For the less poetic among us, how do we hit the right balance of pithy holiday cheer and annual wrap-up? Too often, the result is a laundry list of highlights instead of a heartfelt letter.

Take a tip from the technical writer: "My favorite greetings are brief and humorous. One friend usually takes one little incident from her year and writes about it with wit and grace. These snippets are so engaging I often read them several times. Another letter we look forward to is from a family of four whose brief letter often reveals each person's current favorite movie or book."

Adding creative spark to a charmed life also helps. Dan Bookham, development coordinator for a coastal Maine nonprofit, receives greetings from friends overseas: "[They] have the most wonderful A.A. Milne life. They live in an old vicarage with ample gardens in a small English village.... The annual letter is more in the spirit of Chekhov than the 100 Acre Wood, however. 'The cat died half way through its worming. They inadvertently introduced the Irish potato blight to the whole village, leading to old Mrs. Miggins almost expiring due to famine.... Their trip to Morocco was ruined by a sirocco....' It is as if Eeyore could write."

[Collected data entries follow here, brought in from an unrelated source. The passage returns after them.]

PR #365, opened 2024-06-05
fix: Move pinned memory size checks to PinnedMemoryManager and update C API version for new EnablePeerAccess API

indrajit96:
1. Update C API version for changes in 
"Added new flag for GPU peer access API control #361"
2. Fix a seg fault in PinnedMemoryManager::AllocInternal(

Seg Fault Details:

Triton tries to access pinned_memory_buffer [here](https://github.com/triton-inference-server/core/blob/190d8e3b7e5cf89234a4e8b7006f8b87bfa4c237/src/pinned_memory_manager.cc#L153)
Which was null because of the new change introduced in #361.

Triton behavior is to verify it failed to allocate pinned memory by looping through pinned_memory_buffer AND then do a malloc. This looks like a design choice made.

### DIFF
--- a/include/triton/core/tritonserver.h
+++ b/include/triton/core/tritonserver.h
@@ -91,7 +91,7 @@ struct TRITONSERVER_MetricFamily;
 ///   }
 ///
 #define TRITONSERVER_API_VERSION_MAJOR 1
-#define TRITONSERVER_API_VERSION_MINOR 31
+#define TRITONSERVER_API_VERSION_MINOR 32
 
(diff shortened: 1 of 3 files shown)


Tabrizian (approved):

Tabrizian:
@indrajit96 please update the title to be more representative of the actual changes.

rmccorm4 (approved):
LGTM, and please update description with more details about the bug and fix

indrajit96:
> LGTM, and please update description with more details about the bug and fix

Have added a brief description here, will add more detailed description in the Jira bug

When December is packed with the children's holiday recitals, the church bazaar, and extended family visits, who has leisure to pen personal letters? Maybe it's just a matter of timing.

A Camden, Maine, family, having lived in many other parts of the world, suggests: "As for us, we avoid sending cards to distant friends during the holidays. We send them when we imagine people's mailboxes are feeling a bit hungry – say in March or October. This gives people a lift (we hope!) when they least expect it, and it takes some of the frenzy out of our holiday season."

For those who merit the gift of your time, consider making letter writing the gift that keeps on giving. Assemble a correspondence kit for loved ones far away. Include a new address book, address labels, personalized photo stamps, postcards to be watercolored or monogrammed stationery, assortments of greeting cards from UNICEF, new fountain pens and colored inks, or even sealing wax. Add a book of letters, for a little inspiration. Consider the letters of great artists or writers or historical figures. Dorie McCullough Lawson's book, "Posterity – Letters of Great Americans to Their Children" has examples from first lady Abigail Adams to illustrator N.C. Wyeth.

Then put on the Christmas carols, pour yourself an eggnog, open your desk and your heart, and give yourself a moment of solitude to pen your holiday greetings. Replace the emptiness of junk mail or the impersonality of e-cards with the gratifying connection of a written conversation, and you will feel yourself in the good company of the recipients.

Imagine the anticipatory frisson that comes when your loved ones see your handwriting on an envelope in their mailbox. As Voltaire remarked, "The post is the consolation of life."